Tak selang beberapa lama setelah penetapan DPT, 2 orang mahasiswa menghubungi untuk menanyakan NIK untuk pencoretan data ganda. WOIIIIII!!!!! DPT sudah ditetapkan tapi masih pendataan??? Kami berdua memilih untuk tidak memberikan, karena kami tahu bahwa sudah tidak bisa diubah kembali datanya. Tapi orang lain? diberikan dengan senang hati. Dua orang mahasiswa ini menelpon setiap pemilih, kan telat banget! KATANYA TIDAK PeRLU DAN SUDAH DILAKUKAN?

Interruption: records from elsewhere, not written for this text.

Issue #281, opened 2024-01-24
Allow for flexible GPU selection


gdewael:
Hi!

The `config.yaml` only allows the "device" to be set to an `int`, (according to https://github.com/Noble-Lab/casanovo/blob/fb6fef2d7b63001a36b199fe2b8595ee69cf17ee/casanovo/config.py#L73).

In PyTorch Lightning, it is possible to specify which GPU you want to use via a list (e.g. [3, 5] to use the third and fifth GPUs, or even [6] to select 1 specifically).

Perhaps `validate_param` can be rewritten to handle the `device` parameter separately?

gdewael:
I've added [a pull request](https://github.com/Noble-Lab/casanovo/pull/282) to address this issue.

bittremieux:
A workaround is to set `CUDA_VISIBLE_DEVICES` to the GPU identifier(s) that you want to use, and then allow Casanovo to use all (visible) devices.

bittremieux:
Fixed in 6ee6351. (Accidentally pushed directly to `main`. 😳)

Instructions on how to set `devices` in the config file in combination with `CUDA_VISIBLE_DEVICES` are now included in the [FAQ](https://casanovo.readthedocs.io/en/latest/faq.html#gpu-troubleshooting).

PR #282, opened 2024-01-24
devices as a special parameter to check types for

gdewael:
Added `"devices"` as a special parameter to check the type against in `validate_param()`.

`isinstance()` allows to check the type using either a type or a tuple of types, allowing more flexibility.

In principle, every parameter could be checked using `isinstance`, although the logic is a bit different. The code for the other parameters now checks if said variable _can_ be casted to the desired type, whereas `isinstance` solely checks if they're already the correct type. (For example, specifying `devices: "2"` in the `config.yaml` file will now raise an error, whereas this was not the case previously)

### DIFF
--- a/.github/workflows/lint.yml
+++ b/.github/workflows/lint.yml
@@ -14,9 +14,9 @@ jobs:
   lint:
     runs-on: ubuntu-latest
     steps:
-      - uses: actions/checkout@v2
+      - uses: actions/checkout@v4
       - name: Setup Python 3.10
-        uses: actions/setup-python@v2
+        uses: actions/setup-python@v5
         with:
           python-version: "3.10"
 
--- a/.github/workflows/lint.yml
+++ b/.github/workflows/lint.yml
@@ -1,6 +1,14 @@
 name: Lint
 
-on: [push, pull_request]
+on:
+  push:
+    branches:
+      - main
+      - dev
+  pull_request:
+    branches:
+      - main
+      - dev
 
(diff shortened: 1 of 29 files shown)


bittremieux:
A disadvantage of this change is that if `devices` is a list, the elements of this list are not type checked. So if a user specifies `devices: ["foo", "bar"]` this will pass the config validation but result in an error further down in the code.

Maybe an alternative solution could be to use the built-in Python type hints with a library like [typeguard](https://github.com/agronholm/typeguard) to validate arbitrarily complex values?

@wfondrie what do you think?

bittremieux:
Alternatively, fine-grained GPU control can always be performed outside of Casanovo by setting [`CUDA_VISIBLE_DEVICES`](https://github.com/Noble-Lab/casanovo/issues/281#issuecomment-1910564013).

gdewael:
An alternative requiring fewer code changes, but still allowing more flexibility in the config is to change the required datatype of `devices` as `str`. In PyTorch Lightning, this still allows flexible choice of GPUs (e.g. `"2"` select whatever two gpus, while `"2,3"` selects those specific gpus, and `"2,"` selects only the second gpu specifically).

But honestly, setting `CUDA_VISIBLE_DEVICES` is also sufficient given some documentation.

bittremieux:
Superseded by 6ee6351.

bittremieux:
Thanks for the feedback and contributions @gdewael.

PR #286, opened 2024-01-30
Ensure --model has to be set when not training from scratch

gdewael:
I'm adding this pull request directly to the main branch as it does not add extra features.
This PR adds an extra compatibility check between two casanovo options.

Currently, `casanovo train` with a `config.yaml` specifying `train_from_scratch: False`, can still be run without setting the `--model` parameter. (It then still trains from scratch). I've added a `raise ValueError` that makes setting `--model` required when not training from scratch.


bittremieux:
Thanks for the contribution. Incidentally, `train_from_scratch` has actually recently been removed, as it was indeed a superfluous config option. See #275. This will be provided in the next Casanovo release.

PR #300, opened 2024-02-20
Rename max_iters to cosine_schedule_period_iters

### LINKED ISSUE #242: Make the learning rate scheduler more flexible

Sebulan kemudian, tanda bukti terdaftar pemilih datang via POS. Isinya tanda bukti, contoh surat suara presiden dan parpol, tanpa embel2 apapun. Mereka yang tidak paham, upload di FB, coblos surat suara dan mengirimkan kembali ke KBRI. Duh, mereka tidak kenal siapa yang dilayani, jadinya ya begini, ga nyambung antara pelayan dan subjeknya. Kemudian pesan-pesan pun berdatangan, kenapa saya belum dapat surat, dll. AKhirnya dibalasi satu2, diberi nomor hotline PPLN. Tuh kan, ga efektif kalo nomor hotline hanya dipajang tanpa digunakan untuk menghubungi!!! ALhamdullillah berinisiatif nanya, yang gada inisiatif, ya gakan dapat surat. Tuh kan, sudah dibilangin untuk konfirmasi alamat lagi tapi ga mau. Nyinyir juga kan akhirnya saya.

KPPSLN sudah dibentuk, 5 tahun lalu sso WNI bercerita, surat suara via POS dikirim ke 1 alamat bukan ke alamat masing-masing tanpa pemberitahuan, alhasil surat suara itu teronggok begitu saja, tidak didistribusikan, tidak digunakan. Seorang teman yang tergabunf di KPPSLN ini sudah saya kirimkan pesan agar tidak terulang, kemudian hubungi satu per satu untuk konfirmasi alamat, jika bisa gunakan jasa kurir dibandingkan POS agar tercatat dan sampai ditangan pemilih. Untuk kotak suara keliling (KSK) jika surat suara dibawa 1 orang lalu diminta dicoblos tanpa ada TPS, siap-siap tepok jidat saja.